Investigating the Effects of Robot Engagement Communication on Learning from Demonstration
This addresses the problem of improving human-robot interaction in learning scenarios, but it is incremental as it builds on known educational principles without testing actual learning algorithms.
The study investigated whether robot engagement behaviors (attention, imitation, or hybrid) affect human instructors' perceptions and expectations in Robot Learning from Demonstration, finding that engagement communication significantly alters human estimations of robot capability and raises expectations for learning outcomes, with imitation and hybrid behaviors having the strongest effects.
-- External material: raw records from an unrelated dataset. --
PR #357, opened 2025-05-19
Uninstall script for SGX setup

italo-sampaio:
Adds a standalone bash script for completely removing the current SGX powHSM installation from the machine. This can be used before a new onboarding to ensure that all the previously installed assets are cleared.

### DIFF
--- a/dist/misc/uninstall-sgx-powhsm
+++ b/dist/misc/uninstall-sgx-powhsm
@@ -23,6 +23,13 @@ function promptUserConfirmation() {
     fi
 }
 
+function checkExistingBackup() {
+    if [ -f "backup.tgz" ]; then
+        echo "Error: backup.tgz already exists. Please remove it first."
+        exit 1
+    fi
+}
+
 function backupInstallDirectory() {
     if [ ! -f "/etc/systemd/system/$SERVICE_NAME" ]; then
         echo "Service unit file not found, skipping backup."
@@ -40,13 +47,8 @@ function backupInstallDirectory() {
         return
     fi
 
-    if [ -f "backup.tgz" ]; then
-        echo "Error: backup.tgz already exists. Please remove it first."
-        exit 1
-    fi
-
     echo "Creating backup of $WORKING_DIR..."
-    tar czf backup.tgz -C "$(dirname "$WORKING_DIR")" "$(basename "$WORKING_DIR")"
+    tar czf backup.tgz -C $WORKING_DIR $WORKING_DIR
     error "Failed to create backup."
 
     echo "Backup created successfully! Find the previous installation in the backup.tgz file."
@@ -119,6 +121,7 @@ echo "Welcome to the SGX powHSM uninstall utility"
 echo
 
 promptUserConfirmation
+checkExistingBackup
 echo
 removeService
 echo
--- a/dist/misc/uninstall-sgx-powhsm
+++ b/dist/misc/uninstall-sgx-powhsm
@@ -1,0 +1,130 @@
+#!/bin/bash
+
+# The name of the service unit that will be uninstalled
+SERVICE_NAME=powhsmsgx.service
+# The internal network name for the powHSM service
+NETWORK=powhsmsgx_net
+# The user name created during the installation
+USER=powhsm
+
+function error() {
+    if [ $? -ne 0 ]; then
+        echo "Error: $1"
+        exit 1
+    fi
+}
+
+function promptUserConfirmation() {
+    echo "Are you sure you want to uninstall the powHSM SGX service from this machine?"
+    read -p "Proceed? [y/N]: " confirm
+    if [ "$confirm" != "Y" ] && [ "$confirm" != "y" ]; then
+        echo "Uninstall cancelled."
+        exit 1
+    fi
+}
+
+function backupInstallDirectory() {
+    if [ ! -f "/etc/systemd/system/$SERVICE_NAME" ]; then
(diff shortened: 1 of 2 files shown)


dist/misc/uninstall-sgx-powhsm
```diff
@@ -0,0 +1,130 @@
...
+        return
+    fi
+
+    if [ -f "backup.tgz" ]; then
+        echo "Error: backup.tgz already exists. Please remove it first."
+        exit 1
+    fi
+
+    echo "Creating backup of $WORKING_DIR..."
+    tar czf backup.tgz -C "$(dirname "$WORKING_DIR")" "$(basename "$WORKING_DIR")"
```
amendelzon, line 49: Why the `basename` portion? Doesn't that remove any absolute pathing that we'd probably want to keep?

amendelzon: And also why the `dirname` portion? Doesn't simply using `tar czf backup.tgz -C $WORKING_DIR $WORKING_DIR` work as expected? Assuming $WORKING_DIR is an absolute path (otherwise we could use `WORKING_DIR=$(realpath $WORKING_DIR)` before actually attempting to create the archive?).

dist/misc/uninstall-sgx-powhsm
```diff
@@ -0,0 +1,130 @@
...
+        echo "Could not determine working directory from service unit. Aborting."
+        exit 1
+    fi
+
+    if [ ! -d "$WORKING_DIR" ]; then
+        echo "Working directory $WORKING_DIR does not exist, skipping backup."
+        return
+    fi
+
+    if [ -f "backup.tgz" ]; then
```
amendelzon, line 43: Can we check this at the start, before actually doing anything? Otherwise e.g. the service would be disabled but then uninstallation wouldn't proceed.

amendelzon (changes requested):
I think we might need to do a bit of work on this one.

dist/misc/uninstall-sgx-powhsm
italo-sampaio: I didn't think keeping the entire absolute path was the desired output. I will change it as you suggested, thanks

amendelzon: It is not the desired output. The idea is for the archive to be from the perspective of within the installation directory. Meaning we don't want to keep the installation directory name, which can change depending on the installation and is uninteresting. I understand the current approach keeps it, right?

dist/misc/uninstall-sgx-powhsm
```diff
@@ -0,0 +1,130 @@
...
+    echo "Removing $SERVICE_NAME..."
+    rm -f /etc/systemd/system/$SERVICE_NAME
+    error "Could not remove $SERVICE_NAME."
+
+    echo "Reloading systemd daemon..."
+    systemctl daemon-reload
+    error "Could not reload systemd daemon."
+
+    echo "Resetting failed state for $SERVICE_NAME (if any)..."
+    systemctl reset-failed "$SERVICE_NAME" &> /dev/null
```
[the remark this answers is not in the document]
amendelzon: I believe there's an additional file created alongside the copied original service file. Maybe try removing that one too? Or is that not the problem.

dist/misc/uninstall-sgx-powhsm
italo-sampaio: > Meaning we don't want to keep the installation directory name, which can change depending on the installation and is uninteresting.

In this case, I believe what we want is `tar czf backup.tgz -C $WORKING_DIR .`, isn't it? In this case we package everything inside `WORKING_DIR` without any parent directories (including the directory name)

dist/misc/uninstall-sgx-powhsm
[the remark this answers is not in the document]
italo-sampaio: It's not the problem. The problem is that if the service was in a failed state before removal, it will still be listed on `systemctl list-units --full --all` even after stopped, disabled, etc. It will be listed as something like `powhsmsgx.service loaded failed failed ...`. This command is specifically to clean this state.

The installer script uses `systemctl list-units --full --all` to check if there are leftovers from a previous installation and aborts if it finds any, so it's probably a good idea to clear this flag after uninstalling.

dist/misc/uninstall-sgx-powhsm
amendelzon: Yes, thank you.

dist/misc/uninstall-sgx-powhsm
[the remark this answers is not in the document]
amendelzon: ok, got it. thanks.

amendelzon (changes requested):
Something's off with the commits. Maybe something with the rebase?

Also: are we not removing the installation directory at all? I didn't find that portion.

dist/misc/uninstall-sgx-powhsm
```diff
@@ -0,0 +1,133 @@
...
+if ! [ "$(id -u)" == "0" ]; then
+    echo "Please run with sudo."
+    exit 1
+fi
+
+echo "Welcome to the SGX powHSM uninstall utility"
+echo
+
+promptUserConfirmation
+checkExistingBackup
```
amendelzon, line 124: This could be checked before asking for user confirmation, right?

amendelzon (changes requested):
One additional comment

amendelzon (approved):
LGTM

Robot Learning from Demonstration (RLfD) is a technique for robots to derive policies from instructors' examples. Although the reciprocal effects of student engagement on teacher behavior are widely recognized in the educational community, it is unclear whether the same phenomenon holds true for RLfD. To fill this gap, we first design three types of robot engagement behavior (attention, imitation, and a hybrid of the two) based on the learning literature. We then conduct, in a simulation environment, a within-subject user study to investigate the impact of different robot engagement cues on humans compared to a "without-engagement" condition. Results suggest that engagement communication significantly changes the human's estimation of the robots' capability and significantly raises their expectation towards the learning outcomes, even though we do not run actual learning algorithms in the experiments. Moreover, imitation behavior affects humans more than attention does in all metrics, while their combination has the most profound influences on humans. We also find that communicating engagement via imitation or the combined behavior significantly improve humans' perception towards the quality of demonstrations, even if all demonstrations are of the same quality.